Thanks for your input. I did not talk to the guy for reasons above, I'm deaf and I'm not confident enough yet to presume I know better. So instead of losing my cool or you know the saying, "better to stay silent and look a fool than open your mouth and remove all doubt."

Thanks everyone for your input, I feel a lot better that I'm not just making everyone miserable. But I'll try to watch out more for these types of things.


----------



## Niccali (Sep 5, 2007)

I don't mean to sound like a pessimist but I really would be awe-inspired if you could train these characteristics out of a husky. I've been to multiple dog trainers about this subject and all of them told me the best I could do is restrict it, not train it away.

Huskies are extremely prey driven and it's similar to trying to train a wolf not to go after a rabbit. It's just not gonna happen. When other dogs run, huskies instinctively chase. 

They are also extremely intelligent and stubborn. Training in general can be difficult unless they see an actual benefit other than just making you happy. That's why behavioral corrections can be difficult. In almost the same way, digging is difficult to train out of huskies and the vast majority of trainers who have experience with huskies will tell you not to waste your time trying to stop the digging but give them a spot in the yard to dig.

They're just so much more instinct driven than the vast majority of breeds that things like chasing, nipping, and wrestling while playing are just something you can't train out of a husky effectively.



stalk said:


> I'll find the professional dog camps and see about them. But it's not really a big deal, he walks 8 miles a day with me in addition to a lot of play so it's not like he needs more exercise, I just thought he'd be happy playing with other dogs.


Oh I completely agree. Huskies are absolutely pack dogs and are SO social, especially with other huskies. That's why I love the day camps. In the dog parks, typically it's one big area where a large proportion of the population is unsocialized dogs with owners watching them like a hawk and they don't understand how dogs really play. In the day camps they typically have several groups of dogs, one of them being rough players while the rest is for more passive dogs who just want to sniff. Also they don't have as much room for the dogs to get to a full speed run, so huskies aren't as inclined to chase and tackle dogs.


----------



## stalk (Jun 11, 2007)

Niccali said:


> I don't mean to sound like a pessimist but I really would be awe-inspired if you could train these characteristics out of a husky. I've been to multiple dog trainers about this subject and all of them told me the best I could do is restrict it, not train it away.
> 
> Huskies are extremely prey driven and it's similar to trying to train a wolf not to go after a rabbit. It's just not gonna happen. When other dogs run, huskies instinctively chase.
> 
> ...


Thanks for your input. I did plan to get a second husky for the social reason, I leave him alone 8 hours a day. I'd like him to have a companion but I wanted a few months or so to get used to having a dog and such.


----------



## Equestiana (Aug 8, 2007)

I think everyone here has given you pretty sound advice. How old is your husky?

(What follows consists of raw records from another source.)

PR #176, opened 2018-10-25
use KItem for MAP and SET keys

dwightguth:
Do not review yet.


dwightguth:
Merging with admin powers to break a dependency cycle. Ktest passes but rv match will need to be updated

PR #168, opened 2018-10-11
add [matching] attribute

daejunpark:
https://github.com/runtimeverification/verified-smart-contracts/pull/52#issuecomment-427107247

PR #177, opened 2018-10-26
kprove: Full variable substitution and function evaluation of specification rules

denis-bogdanas:
at initialization phase. Required for logging, performance and predictability.


java-backend/src/main/java/org/kframework/backend/java/symbolic/InitializeRewriter.java
```diff
@@ -325,24 +325,36 @@ public ProcessProofRules invoke(GlobalContext rewritingContext, long initCounter
...
             }
 
+            public org.kframework.backend.java.kil.Rule evaluateRule(org.kframework.backend.java.kil.Rule rule) {
+                //We need this ConsTerm only to evaluate the constraint. That's why we use an empty first argument.
+                ConstrainedTerm constraintHolder = new ConstrainedTerm(
+                        ConjunctiveFormula.of(termContext.global()),
+                        rule.getRequires(),
+                        termContext).expandPatterns(true);
+
+                ConjunctiveFormula constraint = constraintHolder.constraint();
```
daejunpark, line 340: could you explain what's the difference between `constraint` and `rule.getRequires()`?

java-backend/src/main/java/org/kframework/backend/java/kil/Term.java
```diff
@@ -82,6 +81,26 @@ public Term substituteAndEvaluate(Map<Variable, ? extends Term> substitution, Te
...
+     * <p>
+     * Denis, K branch `gnosis` only: Now that function evaluation results are cached,
+     * I suspect this function can be safely used instead of evaluate() and substituteAndEvaluate() in all contexts.
+     * These two no longer have performance advantages.
+     */
+    public Term fullSubstituteAndEvaluate(TermContext context) {
+        Map<Variable, ? extends Term> substitution = context.getTopConstraint().substitution();
+        Term newTerm = !Collections.disjoint(variableSet(), substitution.keySet())
+                ? (Term) this.accept(new SubstituteAndEvaluateTransformer(substitution, context))
+                : this;
```
daejunpark, line 98: hmm, so, the `evaluate` function does NOT consider the `context.getTopConstraint().substitution()`?

denis-bogdanas: Yes, `evaluate()` does not perform substitution. I believe we can safely replace all instances of `evaluate()` with function above, but there's no need to do this.

java-backend/src/main/java/org/kframework/backend/java/symbolic/InitializeRewriter.java
denis-bogdanas: The constraint is "fully evaluated and simplified" while `rule.getRequires()` is not. 2 ddifferences: 1. expandPatterns() can add new constraints, but this is not used in specifications that I know. 2. It is simplified. This is most important part, because it evaluates substitutions.

denis-bogdanas:
jenkins: test this please

java-backend/src/main/java/org/kframework/backend/java/symbolic/InitializeRewriter.java
daejunpark: Oh, now I see that `expandPatterns()` is applied to `rule.getRequires()`. Sounds good!

java-backend/src/main/java/org/kframework/backend/java/kil/Term.java
daejunpark: I didn't know that, and cannot see why.  There might be some specific reason why @andreistefanescu did that way.  Yes, let's do the drop-in replacement when needed later, not now.

daejunpark (approved):

daejunpark:
@denis-bogdanas looks good to me. But could you please add some tests, as I did in #168? Others can understand better what is the specific problem, and also prevent from the haskell backend team to make the same mistake.

denis-bogdanas:
@daejunpark This PR doesn't change the functionality. It only facilitates logging/debugging. So there's no need for tests.

PR #180, opened 2018-10-29
resolve overloaded 0-ary productions to normal form

dwightguth:
This does not handle overloads in the most general case, but it is assumed that overloads other than list terminators are handled in disambiguation during parsing. If I discover further cases where patterns have not been normalized in rules, I will revisit this.


dwightguth:
Don't merge this yet; it turns out to be insufficient to handle the case of List{A} vs. NeList{A}

dwightguth:
Never mind, this is actually ready for review.

dwightguth:
@traiansf can you review this tomorrow?

traiansf (approved):

PR #181, opened 2018-10-31
generate axioms for overloaded productions

dwightguth:
This generates axioms of the form `axiom {R} \equals{Exps{}, R}(exps{}(inj{Val{},Exp{}}(K1:Val{}),inj{Vals{},Exps{}}(K2:Vals{})),inj{Vals{},Exps{}}(vals{}(K1:Val{},K2:Vals{})))` for all overloaded productions. It also tags them with an attribute that can be used to infer semantically what the meaning of the axiom is.


traiansf (approved):
makes sense.  We'll have to figure it out how to handle it in the Haskell backend.

dwightguth:
Jenkins: test this please

PR #183, opened 2018-11-02
Support both Opam-2 and Opam-1

h0nzZik:
Some linux distributions (including Fedora 27) ship with new version of opam, i.e. opam-2.0, instead of opam-1.2. This PR aims to support opam-2.0.

One problem is that the archive https://github.com/ocaml/ocaml/archive/4.03.tar.gz" does not contain ocaml-4.03.0, but ocaml-4.03.1 (with a bug fix), and when building the patched ocaml version the build complains that the versions do not match.

This is a better version of https://github.com/kframework/k/pull/39.


dwightguth:
Looks good, but CI won't test this so before I approve I'd like to confirm that you've tested this on a fresh OS installation for both opam 1 and opam 2.

h0nzZik:
I have tested it on a fresh install (updated, though) of Ubuntu 16.04 (opam-1.2.2), Ubuntu 18.04 (opam-1.2.2) and Fedora 28 (opam-2.0.0~beta6). I used Vagrant for that purpose (see [my scripts](https://github.com/h0nzZik/c-semantics-deploy), or in a [particular revision](https://github.com/h0nzZik/c-semantics-deploy/tree/4a6df64f7d3cd873a6cc17d8ac5891c28277dfd6)). 

The `c-semantics-deploy` repo is only temporary, though - I will eventually merge it to the c-semantics repo.  I would like to run that weekly, so that we make sure everything works with current versions of packages.

dwightguth:
Jenkins: test this please

dwightguth (approved):

PR #186, opened 2018-11-06
Fix outdated help for kompile

hjorthjort:
Remove unused `--doc-style` flag and update valid backends list.

The help specifies that the available backends include Coq, but doesn't mention LLVM.

Also, the `--doc-style` indicates that there are PDF, LaTeX and HTML backends available for kompile, but as I understand it, that functionality has migrated to kdoc.

There is one flag remaining (which is experimental) which mentions `--backend=doc`. Maybe that should be removed as well.

I came across these inconsistencies while doing the tutorial, and spent some time being confused about this.


dwightguth (approved):

dwightguth:
Jenkins: test this please

dwightguth:
This build failure is unrelated to your change and I am working to address it.

dwightguth:
Jenkins: test this please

I own a bunch of aussie shepherds and because of their herding instinct they play in a similiar way. Chasing, nipping, etc. Difference between an aussie and a husky is that people are more likely to be afraid of a husky then an aussie.. Their bigger. lol.
Anyways, I just watch how the owners react to their playing, if I can tell they aren't comfy with it that i'll simply call my dog to me. No big deal. If someone physically grabbed my dog for no reason you bet I would be ticked off... Unless my dog is actually attacking there is no reason to remove the dog. I also try not to let my dog play with small dogs. Some small dogs are really tough and love playing with her but the thing with my dog is that she is soooo fast and gets soooo excited that she has a tendancy to accidently run small dogs over.

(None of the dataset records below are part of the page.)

PR #187, opened 2018-11-06
Fix Array sort for Haskell and LLVM backends

dwightguth:
Basically I refactor the implementation of ARRAY in K to use List instead of Map, and import it as the implementation of the module for every backend except the ocaml backend.


traiansf:
Looks reasonable to me, but it seems tests are still failing.

traiansf (approved):

PR #191, opened 2018-11-11
Improved simplification of ConjunctiveFormula

denis-bogdanas:
When evaluating an equality, if it is also present in the topContext, it is removed from the evaluation context. 

Issue history
==============================
Evaluation in the context of itself can lead to information loss. As a result, a fix was implemented in the past that that, when simplifying term constraint, does not use any context:
Details: https://github.com/kframework/k-legacy/pull/2399#issuecomment-360680618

Anyways, as you go to the dog park more and more you will learn which owners/dogs to avoid and which ones are safe to play with. Socialization is crucial for dogs and a dog park is the perfect place to go. Dont let one bad experience ruin it for you. I've met some great people and dogs at the park and my dog has developed many friends. There is a certain dog that attacks that attends the dog park so we just dont go in on those days.


----------



## kstarr (Sep 10, 2007)

My cocker got rolled at a dog park when he was a younger pup and was running at full speed - and he was very upset about it (yelping and crying) - and I have never gone back. I didn't blame the owners for it at all - I just realized that at dog parks - it is exactly as many have said - you simply can't control a lot of things. I like the idea of scheduling play dates in a more controlled environment. Personally I don't like the idea of just letting dogs loose in that kind of situation where anything can happen, especially if you don't know the background of the other dogs. That is just my opinion though and there are many folks (and dogs  who I know of that enjoy the parks.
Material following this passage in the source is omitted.